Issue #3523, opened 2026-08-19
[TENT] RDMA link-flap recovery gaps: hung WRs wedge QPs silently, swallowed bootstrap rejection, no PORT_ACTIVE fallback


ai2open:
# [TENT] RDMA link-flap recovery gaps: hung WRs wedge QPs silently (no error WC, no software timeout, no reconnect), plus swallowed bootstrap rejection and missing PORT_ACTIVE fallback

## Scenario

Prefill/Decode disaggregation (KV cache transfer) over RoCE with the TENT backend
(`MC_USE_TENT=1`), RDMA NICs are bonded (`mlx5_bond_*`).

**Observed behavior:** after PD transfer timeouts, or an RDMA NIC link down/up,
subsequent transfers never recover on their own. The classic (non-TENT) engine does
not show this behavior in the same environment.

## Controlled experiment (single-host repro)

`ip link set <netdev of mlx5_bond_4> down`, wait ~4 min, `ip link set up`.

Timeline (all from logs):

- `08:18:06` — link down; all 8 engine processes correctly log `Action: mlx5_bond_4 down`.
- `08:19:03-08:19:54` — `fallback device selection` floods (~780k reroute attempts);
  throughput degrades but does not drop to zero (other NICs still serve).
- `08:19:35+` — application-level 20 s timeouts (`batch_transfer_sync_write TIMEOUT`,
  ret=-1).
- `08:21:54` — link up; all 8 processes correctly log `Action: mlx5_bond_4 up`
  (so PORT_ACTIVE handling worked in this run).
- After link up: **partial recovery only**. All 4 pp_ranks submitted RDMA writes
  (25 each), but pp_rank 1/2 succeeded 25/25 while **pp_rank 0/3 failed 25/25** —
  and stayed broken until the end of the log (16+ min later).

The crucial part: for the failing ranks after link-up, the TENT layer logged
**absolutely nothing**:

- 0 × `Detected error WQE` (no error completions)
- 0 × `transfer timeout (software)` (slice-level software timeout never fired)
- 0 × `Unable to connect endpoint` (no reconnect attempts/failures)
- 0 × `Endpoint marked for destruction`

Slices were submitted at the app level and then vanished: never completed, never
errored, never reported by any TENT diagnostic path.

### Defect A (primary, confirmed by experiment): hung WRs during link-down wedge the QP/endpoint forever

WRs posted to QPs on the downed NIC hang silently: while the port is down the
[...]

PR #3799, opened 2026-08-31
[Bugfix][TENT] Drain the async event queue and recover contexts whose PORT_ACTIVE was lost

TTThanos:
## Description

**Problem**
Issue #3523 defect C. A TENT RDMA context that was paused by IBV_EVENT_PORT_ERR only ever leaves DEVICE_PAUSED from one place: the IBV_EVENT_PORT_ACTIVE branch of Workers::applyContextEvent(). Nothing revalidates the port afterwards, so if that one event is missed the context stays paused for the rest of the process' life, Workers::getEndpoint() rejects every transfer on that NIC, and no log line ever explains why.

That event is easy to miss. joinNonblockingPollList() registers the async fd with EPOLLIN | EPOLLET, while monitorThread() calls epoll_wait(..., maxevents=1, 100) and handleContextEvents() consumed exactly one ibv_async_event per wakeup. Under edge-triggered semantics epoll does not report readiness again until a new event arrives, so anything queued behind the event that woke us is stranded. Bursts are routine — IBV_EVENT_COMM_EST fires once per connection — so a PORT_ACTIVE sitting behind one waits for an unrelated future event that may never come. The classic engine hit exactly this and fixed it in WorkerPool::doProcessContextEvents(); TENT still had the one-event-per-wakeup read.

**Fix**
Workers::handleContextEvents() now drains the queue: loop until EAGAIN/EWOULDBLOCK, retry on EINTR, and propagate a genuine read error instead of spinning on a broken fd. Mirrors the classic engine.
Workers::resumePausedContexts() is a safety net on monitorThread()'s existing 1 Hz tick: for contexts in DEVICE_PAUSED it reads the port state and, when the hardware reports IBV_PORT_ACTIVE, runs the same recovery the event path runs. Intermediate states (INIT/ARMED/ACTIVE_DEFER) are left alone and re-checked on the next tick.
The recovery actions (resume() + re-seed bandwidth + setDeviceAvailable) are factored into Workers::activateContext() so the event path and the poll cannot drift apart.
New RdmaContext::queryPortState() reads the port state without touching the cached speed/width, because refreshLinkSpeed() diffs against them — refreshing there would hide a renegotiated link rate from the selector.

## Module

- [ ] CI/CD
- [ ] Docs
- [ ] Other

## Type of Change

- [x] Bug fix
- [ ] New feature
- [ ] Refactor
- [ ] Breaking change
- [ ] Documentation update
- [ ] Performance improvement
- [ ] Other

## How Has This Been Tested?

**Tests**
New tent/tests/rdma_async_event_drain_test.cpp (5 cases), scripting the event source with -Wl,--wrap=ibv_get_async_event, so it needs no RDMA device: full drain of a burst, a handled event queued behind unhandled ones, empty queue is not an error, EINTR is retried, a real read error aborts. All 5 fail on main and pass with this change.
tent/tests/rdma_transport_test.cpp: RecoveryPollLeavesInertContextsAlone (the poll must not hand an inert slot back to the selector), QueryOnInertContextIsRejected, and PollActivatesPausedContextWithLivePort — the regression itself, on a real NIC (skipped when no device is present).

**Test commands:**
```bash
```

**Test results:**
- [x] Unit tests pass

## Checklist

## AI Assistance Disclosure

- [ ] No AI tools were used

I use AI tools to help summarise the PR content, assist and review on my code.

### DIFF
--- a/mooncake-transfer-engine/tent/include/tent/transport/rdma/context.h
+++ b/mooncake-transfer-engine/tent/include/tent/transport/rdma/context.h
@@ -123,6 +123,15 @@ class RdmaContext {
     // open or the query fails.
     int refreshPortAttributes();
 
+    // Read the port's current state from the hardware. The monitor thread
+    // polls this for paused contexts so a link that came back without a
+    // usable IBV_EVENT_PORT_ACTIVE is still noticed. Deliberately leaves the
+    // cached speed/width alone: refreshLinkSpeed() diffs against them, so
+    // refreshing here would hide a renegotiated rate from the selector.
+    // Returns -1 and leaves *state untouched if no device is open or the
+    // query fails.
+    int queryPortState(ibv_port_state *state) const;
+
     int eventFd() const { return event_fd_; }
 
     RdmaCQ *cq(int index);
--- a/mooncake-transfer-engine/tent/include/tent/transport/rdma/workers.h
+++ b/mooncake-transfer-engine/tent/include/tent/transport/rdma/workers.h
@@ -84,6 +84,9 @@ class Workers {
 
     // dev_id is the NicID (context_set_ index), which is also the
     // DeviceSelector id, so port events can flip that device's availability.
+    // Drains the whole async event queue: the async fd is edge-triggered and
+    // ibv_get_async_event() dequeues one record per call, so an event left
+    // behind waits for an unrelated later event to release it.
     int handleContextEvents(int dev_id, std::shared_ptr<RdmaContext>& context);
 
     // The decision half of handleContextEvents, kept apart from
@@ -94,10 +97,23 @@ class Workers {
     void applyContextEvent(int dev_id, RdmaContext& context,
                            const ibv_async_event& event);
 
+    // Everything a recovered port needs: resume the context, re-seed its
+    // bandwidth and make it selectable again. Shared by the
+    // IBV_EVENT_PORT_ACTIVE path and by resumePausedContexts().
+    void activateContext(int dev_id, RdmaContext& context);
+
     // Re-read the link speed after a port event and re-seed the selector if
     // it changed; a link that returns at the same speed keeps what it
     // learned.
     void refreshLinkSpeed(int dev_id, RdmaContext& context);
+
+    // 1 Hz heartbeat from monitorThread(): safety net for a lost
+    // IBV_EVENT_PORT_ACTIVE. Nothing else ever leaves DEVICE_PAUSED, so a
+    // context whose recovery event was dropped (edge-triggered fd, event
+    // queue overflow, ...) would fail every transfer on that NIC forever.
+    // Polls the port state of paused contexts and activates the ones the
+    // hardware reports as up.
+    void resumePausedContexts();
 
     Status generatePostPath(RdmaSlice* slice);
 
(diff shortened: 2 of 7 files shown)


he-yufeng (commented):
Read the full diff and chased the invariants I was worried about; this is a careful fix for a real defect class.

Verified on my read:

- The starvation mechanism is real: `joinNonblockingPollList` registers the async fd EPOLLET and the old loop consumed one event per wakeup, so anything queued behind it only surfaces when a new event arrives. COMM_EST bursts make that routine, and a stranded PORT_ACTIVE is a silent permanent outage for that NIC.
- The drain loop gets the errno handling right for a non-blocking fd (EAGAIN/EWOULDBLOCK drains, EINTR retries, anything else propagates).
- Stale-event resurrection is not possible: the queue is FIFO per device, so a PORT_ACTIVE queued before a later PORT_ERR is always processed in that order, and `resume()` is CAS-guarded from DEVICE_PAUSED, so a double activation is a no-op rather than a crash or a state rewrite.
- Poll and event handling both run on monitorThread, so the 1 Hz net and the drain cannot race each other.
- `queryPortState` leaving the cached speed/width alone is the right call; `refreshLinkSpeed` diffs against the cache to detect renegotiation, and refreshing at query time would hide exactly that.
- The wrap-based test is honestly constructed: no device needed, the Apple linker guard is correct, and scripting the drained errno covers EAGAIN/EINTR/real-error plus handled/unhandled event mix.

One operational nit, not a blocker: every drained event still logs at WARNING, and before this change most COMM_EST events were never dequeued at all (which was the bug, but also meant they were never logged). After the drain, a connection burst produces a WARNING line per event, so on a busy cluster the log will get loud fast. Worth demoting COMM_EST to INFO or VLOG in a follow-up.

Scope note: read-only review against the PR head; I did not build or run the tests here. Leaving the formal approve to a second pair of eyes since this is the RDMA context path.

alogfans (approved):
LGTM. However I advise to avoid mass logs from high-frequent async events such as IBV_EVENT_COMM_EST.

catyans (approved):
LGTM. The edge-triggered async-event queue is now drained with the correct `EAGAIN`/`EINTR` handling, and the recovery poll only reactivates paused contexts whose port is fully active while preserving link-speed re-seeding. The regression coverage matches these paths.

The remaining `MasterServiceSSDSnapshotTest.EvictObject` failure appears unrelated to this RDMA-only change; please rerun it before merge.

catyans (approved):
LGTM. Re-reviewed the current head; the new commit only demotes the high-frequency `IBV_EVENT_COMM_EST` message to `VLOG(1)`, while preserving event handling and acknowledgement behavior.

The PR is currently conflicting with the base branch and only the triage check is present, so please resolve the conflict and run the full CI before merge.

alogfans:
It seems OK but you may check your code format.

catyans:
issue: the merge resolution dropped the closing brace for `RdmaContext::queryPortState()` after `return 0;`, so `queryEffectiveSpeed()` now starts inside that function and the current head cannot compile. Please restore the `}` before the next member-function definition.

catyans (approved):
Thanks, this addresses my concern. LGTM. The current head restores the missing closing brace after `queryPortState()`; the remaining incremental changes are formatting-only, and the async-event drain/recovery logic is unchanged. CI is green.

----

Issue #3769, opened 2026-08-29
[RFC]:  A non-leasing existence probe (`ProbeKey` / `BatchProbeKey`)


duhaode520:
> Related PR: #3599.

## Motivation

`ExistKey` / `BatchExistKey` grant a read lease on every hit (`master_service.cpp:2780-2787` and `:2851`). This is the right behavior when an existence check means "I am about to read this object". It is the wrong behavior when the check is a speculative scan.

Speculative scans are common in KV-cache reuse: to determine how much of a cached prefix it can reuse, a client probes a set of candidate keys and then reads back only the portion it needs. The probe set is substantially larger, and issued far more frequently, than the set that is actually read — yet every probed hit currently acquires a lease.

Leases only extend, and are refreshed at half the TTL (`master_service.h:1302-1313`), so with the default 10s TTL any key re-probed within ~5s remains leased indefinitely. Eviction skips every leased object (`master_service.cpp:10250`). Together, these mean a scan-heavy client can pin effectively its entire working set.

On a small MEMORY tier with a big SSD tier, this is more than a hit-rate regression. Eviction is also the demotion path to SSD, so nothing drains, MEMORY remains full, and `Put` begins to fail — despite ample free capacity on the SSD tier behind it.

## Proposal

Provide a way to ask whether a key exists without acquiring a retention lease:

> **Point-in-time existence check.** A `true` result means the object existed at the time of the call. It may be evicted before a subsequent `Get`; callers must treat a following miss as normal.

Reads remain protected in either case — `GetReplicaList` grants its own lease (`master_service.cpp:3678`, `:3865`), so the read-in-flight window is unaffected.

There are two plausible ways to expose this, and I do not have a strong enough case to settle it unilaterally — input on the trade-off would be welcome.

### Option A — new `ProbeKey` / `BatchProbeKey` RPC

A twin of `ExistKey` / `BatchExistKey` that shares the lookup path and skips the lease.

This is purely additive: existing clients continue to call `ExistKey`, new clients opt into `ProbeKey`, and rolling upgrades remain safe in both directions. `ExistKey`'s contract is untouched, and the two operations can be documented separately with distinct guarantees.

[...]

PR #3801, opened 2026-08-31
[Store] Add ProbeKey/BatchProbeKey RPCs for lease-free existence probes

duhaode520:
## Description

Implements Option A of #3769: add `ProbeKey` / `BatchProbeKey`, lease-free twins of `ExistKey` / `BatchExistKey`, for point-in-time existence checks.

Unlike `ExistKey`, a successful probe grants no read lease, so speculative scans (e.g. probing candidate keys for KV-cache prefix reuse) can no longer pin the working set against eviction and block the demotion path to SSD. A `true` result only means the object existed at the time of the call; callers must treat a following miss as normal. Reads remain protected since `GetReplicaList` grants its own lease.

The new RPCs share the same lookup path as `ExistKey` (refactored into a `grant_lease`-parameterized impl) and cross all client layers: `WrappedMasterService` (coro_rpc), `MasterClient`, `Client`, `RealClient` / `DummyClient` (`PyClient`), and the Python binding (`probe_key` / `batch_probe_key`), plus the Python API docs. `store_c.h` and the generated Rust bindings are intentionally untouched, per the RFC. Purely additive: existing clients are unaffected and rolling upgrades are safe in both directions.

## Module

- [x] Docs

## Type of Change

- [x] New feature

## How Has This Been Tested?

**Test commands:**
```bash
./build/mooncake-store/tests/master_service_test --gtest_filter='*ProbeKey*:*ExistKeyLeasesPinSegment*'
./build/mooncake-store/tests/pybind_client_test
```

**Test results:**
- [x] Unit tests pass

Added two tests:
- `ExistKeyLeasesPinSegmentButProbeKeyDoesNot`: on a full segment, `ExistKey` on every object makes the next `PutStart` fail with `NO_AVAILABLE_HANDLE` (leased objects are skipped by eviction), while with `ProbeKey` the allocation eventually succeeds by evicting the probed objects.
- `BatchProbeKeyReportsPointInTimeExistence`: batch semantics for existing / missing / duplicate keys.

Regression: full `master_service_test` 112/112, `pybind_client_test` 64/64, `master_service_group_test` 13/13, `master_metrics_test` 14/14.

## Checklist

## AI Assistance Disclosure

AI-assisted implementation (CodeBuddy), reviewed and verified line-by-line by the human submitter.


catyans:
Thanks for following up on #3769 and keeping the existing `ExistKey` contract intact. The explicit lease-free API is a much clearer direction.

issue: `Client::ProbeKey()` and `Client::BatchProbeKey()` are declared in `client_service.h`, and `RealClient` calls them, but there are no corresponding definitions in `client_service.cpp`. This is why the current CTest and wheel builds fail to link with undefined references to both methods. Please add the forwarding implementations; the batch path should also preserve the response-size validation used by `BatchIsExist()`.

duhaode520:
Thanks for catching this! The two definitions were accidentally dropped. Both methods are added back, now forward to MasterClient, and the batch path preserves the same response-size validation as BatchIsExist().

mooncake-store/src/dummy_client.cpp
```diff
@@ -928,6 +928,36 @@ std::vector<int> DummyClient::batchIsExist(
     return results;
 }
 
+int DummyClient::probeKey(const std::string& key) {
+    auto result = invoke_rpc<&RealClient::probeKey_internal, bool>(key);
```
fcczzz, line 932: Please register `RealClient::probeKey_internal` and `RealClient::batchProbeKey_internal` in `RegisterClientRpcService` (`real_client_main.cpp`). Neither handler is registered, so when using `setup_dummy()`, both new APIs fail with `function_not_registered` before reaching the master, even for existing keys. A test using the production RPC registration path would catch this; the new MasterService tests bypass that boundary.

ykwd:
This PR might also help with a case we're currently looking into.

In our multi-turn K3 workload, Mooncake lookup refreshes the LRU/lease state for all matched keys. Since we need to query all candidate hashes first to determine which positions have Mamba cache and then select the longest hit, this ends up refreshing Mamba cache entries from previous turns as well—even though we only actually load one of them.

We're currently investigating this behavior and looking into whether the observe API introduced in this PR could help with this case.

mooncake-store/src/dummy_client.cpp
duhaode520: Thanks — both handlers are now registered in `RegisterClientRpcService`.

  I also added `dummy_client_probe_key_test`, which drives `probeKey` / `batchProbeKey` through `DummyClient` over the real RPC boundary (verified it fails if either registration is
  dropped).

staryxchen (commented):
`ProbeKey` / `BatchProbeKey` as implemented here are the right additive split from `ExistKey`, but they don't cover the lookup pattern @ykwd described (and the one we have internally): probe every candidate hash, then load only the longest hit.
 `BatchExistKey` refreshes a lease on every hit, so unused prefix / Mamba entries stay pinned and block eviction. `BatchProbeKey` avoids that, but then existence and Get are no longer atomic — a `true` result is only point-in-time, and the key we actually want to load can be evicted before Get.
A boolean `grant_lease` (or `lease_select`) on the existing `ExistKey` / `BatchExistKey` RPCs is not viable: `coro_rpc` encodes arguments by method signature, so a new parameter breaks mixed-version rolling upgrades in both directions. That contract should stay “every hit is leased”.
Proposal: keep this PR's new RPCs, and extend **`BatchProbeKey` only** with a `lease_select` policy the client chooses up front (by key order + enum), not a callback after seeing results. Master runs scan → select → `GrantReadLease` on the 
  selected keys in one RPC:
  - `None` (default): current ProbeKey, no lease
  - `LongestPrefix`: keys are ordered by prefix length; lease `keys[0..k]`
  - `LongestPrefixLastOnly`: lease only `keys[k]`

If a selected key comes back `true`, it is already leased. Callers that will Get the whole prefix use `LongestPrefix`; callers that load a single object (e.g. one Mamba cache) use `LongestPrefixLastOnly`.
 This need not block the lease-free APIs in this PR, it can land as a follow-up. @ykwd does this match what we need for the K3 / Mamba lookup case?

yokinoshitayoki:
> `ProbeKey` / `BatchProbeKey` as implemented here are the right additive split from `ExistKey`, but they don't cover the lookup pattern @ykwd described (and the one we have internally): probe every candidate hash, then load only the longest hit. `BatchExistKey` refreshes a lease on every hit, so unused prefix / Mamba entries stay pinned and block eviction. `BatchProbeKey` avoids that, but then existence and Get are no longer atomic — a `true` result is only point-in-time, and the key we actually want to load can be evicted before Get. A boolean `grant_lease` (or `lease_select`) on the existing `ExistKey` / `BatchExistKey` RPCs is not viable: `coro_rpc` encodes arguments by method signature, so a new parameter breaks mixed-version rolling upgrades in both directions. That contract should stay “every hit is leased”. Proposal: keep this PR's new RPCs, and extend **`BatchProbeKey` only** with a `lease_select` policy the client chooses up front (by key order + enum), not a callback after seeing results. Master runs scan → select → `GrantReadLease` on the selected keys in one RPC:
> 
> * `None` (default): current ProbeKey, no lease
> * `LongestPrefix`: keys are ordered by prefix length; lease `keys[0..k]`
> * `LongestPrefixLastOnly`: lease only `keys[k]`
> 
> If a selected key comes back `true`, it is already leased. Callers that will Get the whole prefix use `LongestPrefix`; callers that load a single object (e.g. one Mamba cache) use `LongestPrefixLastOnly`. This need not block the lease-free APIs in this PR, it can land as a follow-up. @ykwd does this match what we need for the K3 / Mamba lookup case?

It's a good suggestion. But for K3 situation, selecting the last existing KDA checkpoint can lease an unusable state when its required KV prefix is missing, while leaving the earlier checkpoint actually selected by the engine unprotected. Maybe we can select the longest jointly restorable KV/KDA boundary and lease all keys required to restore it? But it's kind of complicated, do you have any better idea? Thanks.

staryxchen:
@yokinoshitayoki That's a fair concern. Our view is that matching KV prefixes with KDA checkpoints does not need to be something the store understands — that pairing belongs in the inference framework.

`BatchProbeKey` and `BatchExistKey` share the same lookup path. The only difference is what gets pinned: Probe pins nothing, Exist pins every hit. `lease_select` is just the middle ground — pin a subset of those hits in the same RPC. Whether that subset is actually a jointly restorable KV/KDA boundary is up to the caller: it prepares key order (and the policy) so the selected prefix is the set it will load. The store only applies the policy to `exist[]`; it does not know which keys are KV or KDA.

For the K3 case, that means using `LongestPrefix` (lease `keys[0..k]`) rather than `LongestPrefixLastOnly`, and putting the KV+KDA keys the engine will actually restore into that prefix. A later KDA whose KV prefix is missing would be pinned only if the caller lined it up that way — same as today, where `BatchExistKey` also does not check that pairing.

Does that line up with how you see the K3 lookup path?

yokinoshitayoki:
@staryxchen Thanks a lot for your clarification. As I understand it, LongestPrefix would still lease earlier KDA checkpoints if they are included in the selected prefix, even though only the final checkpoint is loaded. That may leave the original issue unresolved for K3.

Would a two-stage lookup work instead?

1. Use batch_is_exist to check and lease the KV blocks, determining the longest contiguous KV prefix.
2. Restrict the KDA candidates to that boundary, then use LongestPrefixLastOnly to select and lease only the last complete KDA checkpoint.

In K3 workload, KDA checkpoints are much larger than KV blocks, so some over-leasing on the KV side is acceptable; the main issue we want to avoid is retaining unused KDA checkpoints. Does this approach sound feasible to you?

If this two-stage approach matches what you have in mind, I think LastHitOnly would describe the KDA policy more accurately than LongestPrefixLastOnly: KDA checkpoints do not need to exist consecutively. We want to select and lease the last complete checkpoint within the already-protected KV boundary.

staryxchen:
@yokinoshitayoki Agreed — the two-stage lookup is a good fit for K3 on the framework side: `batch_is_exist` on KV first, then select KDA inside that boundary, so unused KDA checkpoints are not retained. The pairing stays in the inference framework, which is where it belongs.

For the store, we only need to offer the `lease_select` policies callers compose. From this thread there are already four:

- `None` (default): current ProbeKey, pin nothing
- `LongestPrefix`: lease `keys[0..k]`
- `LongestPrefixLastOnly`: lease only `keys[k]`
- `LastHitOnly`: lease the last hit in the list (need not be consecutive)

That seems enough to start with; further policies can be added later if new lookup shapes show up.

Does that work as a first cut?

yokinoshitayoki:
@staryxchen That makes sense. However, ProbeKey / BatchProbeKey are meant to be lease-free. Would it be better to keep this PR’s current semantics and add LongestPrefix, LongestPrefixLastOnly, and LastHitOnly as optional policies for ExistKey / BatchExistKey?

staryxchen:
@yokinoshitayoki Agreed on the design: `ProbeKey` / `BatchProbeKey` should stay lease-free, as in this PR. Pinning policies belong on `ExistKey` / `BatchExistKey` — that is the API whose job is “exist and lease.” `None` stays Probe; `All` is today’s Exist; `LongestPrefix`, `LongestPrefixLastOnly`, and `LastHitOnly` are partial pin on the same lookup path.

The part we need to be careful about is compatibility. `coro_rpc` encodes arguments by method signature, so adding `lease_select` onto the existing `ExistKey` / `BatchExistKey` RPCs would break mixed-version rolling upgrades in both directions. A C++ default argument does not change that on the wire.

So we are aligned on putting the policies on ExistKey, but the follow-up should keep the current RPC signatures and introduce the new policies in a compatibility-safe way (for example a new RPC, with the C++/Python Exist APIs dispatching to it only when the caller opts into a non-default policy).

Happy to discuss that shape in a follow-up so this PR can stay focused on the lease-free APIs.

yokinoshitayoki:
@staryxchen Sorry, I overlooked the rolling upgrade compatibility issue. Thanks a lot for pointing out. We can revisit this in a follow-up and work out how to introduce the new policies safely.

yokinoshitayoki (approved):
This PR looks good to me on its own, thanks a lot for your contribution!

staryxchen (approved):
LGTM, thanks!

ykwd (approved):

----

Work instruction = Line count for the word "boolean": tally the lines of the records above that hold it and give only that figure.

Response for this exercise = 2